# Anyone else excited about Has Bean's new Bolivian



## fatboyslim (Sep 29, 2011)

Judging by how excited Steve is by this coffee, I can't wait to try it.

Literally counting down the days till Has Bean open up again!

Anyone get this in IMM or last years crop?

http://www.hasbean.co.uk/products/Bolivia-Finca-Machacamarca-de-Berengula-2012.html


----------



## lookseehear (Jul 16, 2010)

I had it last year and enjoyed it. Wasn't blown away but I've struggled with lightish roasts in my espresso machine and didn't have a recent grinder for brewed. I'm definitely going to order a couple of bags and hope for better this time 

Sent from my Touchpad using Tapatalk


----------



## rodabod (Dec 4, 2011)

I had some. It was very good, but didn't stand out above the rest of the better beans that they have for sale.


----------



## bobbytoad (Aug 12, 2011)

didn't see what the fuss was in 2011 will try the new batch and see if there are any revelations price is still the same


----------



## rodabod (Dec 4, 2011)

I think people get excited because of what they've read on the seller's website.
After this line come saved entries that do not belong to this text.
Issue #265, opened 2023-11-28
How do I enable only problems panel tab?


levensta:
I use pure monaco-editor with its own settings and language validation. I want to add the ability to open a panel that displays a list of markers with errors, but I have not found anyone trying to solve this problem

<img width="604" alt="image" src="https://github.com/CodinGame/monaco-vscode-api/assets/64372619/acf9d01c-911e-4892-98f0-dd9a153c8304">

The `monaco-vscode-api` looks like something that might help me, but I looked at the [demo](https://github.com/CodinGame/monaco-vscode-api/tree/main/demo) in the repository and I'm afraid it's too big a package for a single feature with a panel tab.

How to properly install and configure `monaco-vscode-api` so that only the problems panel tab is used, so as not to load the bundle with extensions that won't be used?

CGNonofr:
I'm afraid that you won't be able to only display the marker panel without pulling anything else for some reasons:
- You may notice that the markers panel includes a header displayed in the tab section and the panel part, I don't know how it would work in standalone
- The panel part and services are managing the panel lifecycle (visible or not, its layout...)

What you can do is only using the `view` and `marker` service overrides and rendering only the panel part though if the bundle size is not a blocking problem

CGNonofr:
probably the view service override won't work without some other services override, like the configuration service override. It's hard to know all working combinations

PR #266, opened 2023-11-28
Improve view initialization

CGNonofr:
May be requires by #265 to be able to set the `Problems` view as default view

also includes forgotten working copy service override


kaisalmen:
@CGNonofr will test this locally today.

kaisalmen:
@CGNonofr the works as configured after I reset the user data. But that makes sense. 😊 

Where is the all the new views code coming from? You did not just write that, did you?

CGNonofr:
> Where is the all the new views code coming from? You did not just write that, did you?

Nop! it comes from the VSCode layout service but I didn't find a way to not have to copy/paste it

kaisalmen:
> Nop! it comes from the VSCode layout service but I didn't find a way to not have to copy/paste it

👍

kaisalmen (approved):
Works as expected after clearing user data.

PR #272, opened 2023-11-30
Make extension service optional

CGNonofr:
@kaisalmen it will require to add it back in monaco-languageclient

### DIFF
--- a/scripts/vscode.patch
+++ b/scripts/vscode.patch
@@ -740,18 +740,6 @@ index ccfbc3f7d9b..5fe46b464b1 100644
  	const appInsightsCore = new oneDs.AppInsightsCore();
  	const collectorChannelPlugin: PostChannel = new postPlugin.PostChannel();
  	// Configure the app insights core to send to collector++ and disable logging of debug info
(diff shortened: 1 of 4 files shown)


CGNonofr:
> @CGNonofr ok, can you tell me why you need to do this?

This library can be used for other things than using VSCode extensions, I just try to make the library as modular as possible

Do you think it's a bad idea?

CGNonofr:
> > This library can be used for other things than using VSCode extensions, I just try to make the library as modular as possible
> 
> Interesting. Do you have an example?
> 
> > Do you think it's a bad idea?
> 
> No, just want to understand the motivation 🙂

You can use the configuration/keybindings/view service override without needing anything else. It doesn't correspond to any use-case I'll have but better keep the library as modular as possible

kaisalmen:
@CGNonofr didn't you put the `fileService` there by intention in the past. Was that necessity removed after recent changes? Just want to prevent potential regressions.
Can you release a next version for testing once you are done with the changes? Thanks

CGNonofr:
> @CGNonofr didn't you put the `fileService` there by intention in the past. Was that necessity removed after recent changes? Just want to prevent potential regressions. Can you release a next version for testing once you are done with the changes? Thanks

Ok you made me change my mind :)

PR #275, opened 2023-12-01
Add missing extension points

CGNonofr:


src/missing-services.ts
```diff
@@ -1732,7 +1732,21 @@ registerSingleton(INotebookEditorModelResolverService, class NotebookEditorModel
 registerSingleton(IWorkingCopyEditorService, WorkingCopyEditorService, InstantiationType.Delayed)
 registerSingleton(IUserActivityService, UserActivityService, InstantiationType.Delayed)
 registerSingleton(ICanonicalUriService, CanonicalUriService, InstantiationType.Delayed)
-registerSingleton(IExtensionStatusBarItemService, ExtensionStatusBarItemService, InstantiationType.Delayed)
+registerSingleton(IExtensionStatusBarItemService, class ExtensionStatusBarItemService implements IExtensionStatusBarItemService {
```
CompuIves, line 1735: This is interesting, I believe we're already running extensions that contribute status bar items. Does this add something else as well?

CompuIves (approved):
Straightforward PR!

src/missing-services.ts
CGNonofr: I've just moved the implementation into the dedicated service override, no change expected here

CGNonofr: Maybe you're not talking about this specific line but the new `StatusBarItemsExtensionPoint`? then yes probably new things to expect but I don't really know why (:

PR #276, opened 2023-12-01
Split local ext host

CGNonofr:
The local ext host pulls all the code from the worker extHost into the main bundle

This PR make it optional

It's automatically registered when using `import ... from 'vscode'`

~~:warning: It relies on top-level await to not have to wait for a promise before using that api~~


kaisalmen:
@CGNonofr will look at this today

kaisalmen (approved):
Looking good and tested successfully with `monaco-languageclient`, see https://github.com/TypeFox/monaco-languageclient/pull/581

I have one question: Do you intentionally use `monaco-editor` in the demo, so you are able to test the treemending script or do you want to switch at one point to `@codingame/monaco-editor-treemended`?

CGNonofr:
> I have one question: Do you intentionally use `monaco-editor` in the demo, so you are able to test the treemending script or do you want to switch at one point to `@codingame/monaco-editor-treemended`?

It just wasn't changed when `@codingame/monaco-editor-treemended` was introduced. I'm still not sure what should be the recommended way :-\

CGNonofr:
@kaisalmen I've rebased (and added 8d78f220aabb18f5df126a4b1e6f6a540577f931) can you please approve once again?

kaisalmen:
> It just wasn't changed when @codingame/monaco-editor-treemended was introduced. I'm still not sure what should be the recommended way :-\

@CGNonofr the extra package all in all is simpler, but when upgrading from one version to the next cleaning seems to be a must (`node_modules` and eventually `package-lock.json`)

CGNonofr:
> > It just wasn't changed when @codingame/monaco-editor-treemended was introduced. I'm still not sure what should be the recommended way :-\
> 
> @CGNonofr the extra package all in all is simpler, but when upgrading from one version to the next cleaning seems to be a must (`node_modules` and eventually `package-lock.json`)

I add the feeling it was the cons of the treemending script: it's not reapplied if monaco-editor version didn't change so you need to delete the node_modules.

Why whould we need to clean node_modules and package-lock.json using monaco-editor-treemended?

kaisalmen:
> Why whould we need to clean node_modules and package-lock.json using monaco-editor-treemended?

That is some awkwardness of npm. E.g. when I upgraded from `1.83.12` to `1.83.15-next.0` this morning in `monaco-languageclient` `monaco-editor` was not consistently resolved. Only after cleaning and re-installing everything was fine again. Don't know if that is better with npm 10 / node 20

PR #278, opened 2023-12-04
feat: add extension url and authentication service

CompuIves:
We need these ones to support the "GitHub Pull Requests and Issues" extension from the marketplace (which would be insane if we could support that!)

Keep in mind that this in of itself would not be enough, the user would have to implement the GitHub authentication manually by overriding the github authentication extension manually. But that's everything needed!

### DIFF
--- a/src/service-override/extensionGallery.ts
+++ b/src/service-override/extensionGallery.ts
@@ -24,9 +24,10 @@ import { ExtensionTipsService } from 'vs/platform/extensionManagement/common/ext
 import { ExtensionManagementService } from 'vs/workbench/services/extensionManagement/common/extensionManagementService'
 import { IRemoteUserDataProfilesService, RemoteUserDataProfilesService } from 'vs/workbench/services/userDataProfile/common/remoteUserDataProfiles'
 import { ExtensionEnablementService } from 'vs/workbench/services/extensionManagement/browser/extensionEnablementService'
-import { IInstantiationService, ILabelService, IRemoteAgentService } from '../services'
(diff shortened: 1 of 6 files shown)


src/service-override/extensionGallery.ts
```diff
@@ -82,6 +85,8 @@ export default function getServiceOverride (options: ExtensionGalleryOptions = {
     [IRemoteExtensionsScannerService.toString()]: new SyncDescriptor(RemoteExtensionsScannerService, [], true),
     [IExtensionTipsService.toString()]: new SyncDescriptor(ExtensionTipsService, [], true),
     [IRemoteUserDataProfilesService.toString()]: new SyncDescriptor(RemoteUserDataProfilesService, [], true),
-    [IWorkbenchExtensionEnablementService.toString()]: new SyncDescriptor(ExtensionEnablementService, [], true)
+    [IWorkbenchExtensionEnablementService.toString()]: new SyncDescriptor(ExtensionEnablementService, [], true),
+    [IExtensionUrlHandler.toString()]: new SyncDescriptor(ExtensionUrlHandler, [], true),
+    [IAuthenticationService.toString()]: new SyncDescriptor(AuthenticationService, [], true)
```
CGNonofr, line 90: Shouldn't this one be in its own service override?

CompuIves: Yeah, I can split this one out! I was thinking it would only make sense to need this with the extension marketplace, but on second thought I'm wrong on that.

CompuIves: Moved!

That's partly why I bought it. I'm not saying it's not good in any way; it's a very good coffee, but so are lots of others.


----------



## garydyke1 (Mar 9, 2011)

This as brewed coffee is about as close to perfection as I have tried, as espresso I have struggled with it


----------



## rodabod (Dec 4, 2011)

Ah, now that's interesting, going back to the general Has Bean discussion. Did you find the roast too light, or was it something else?


----------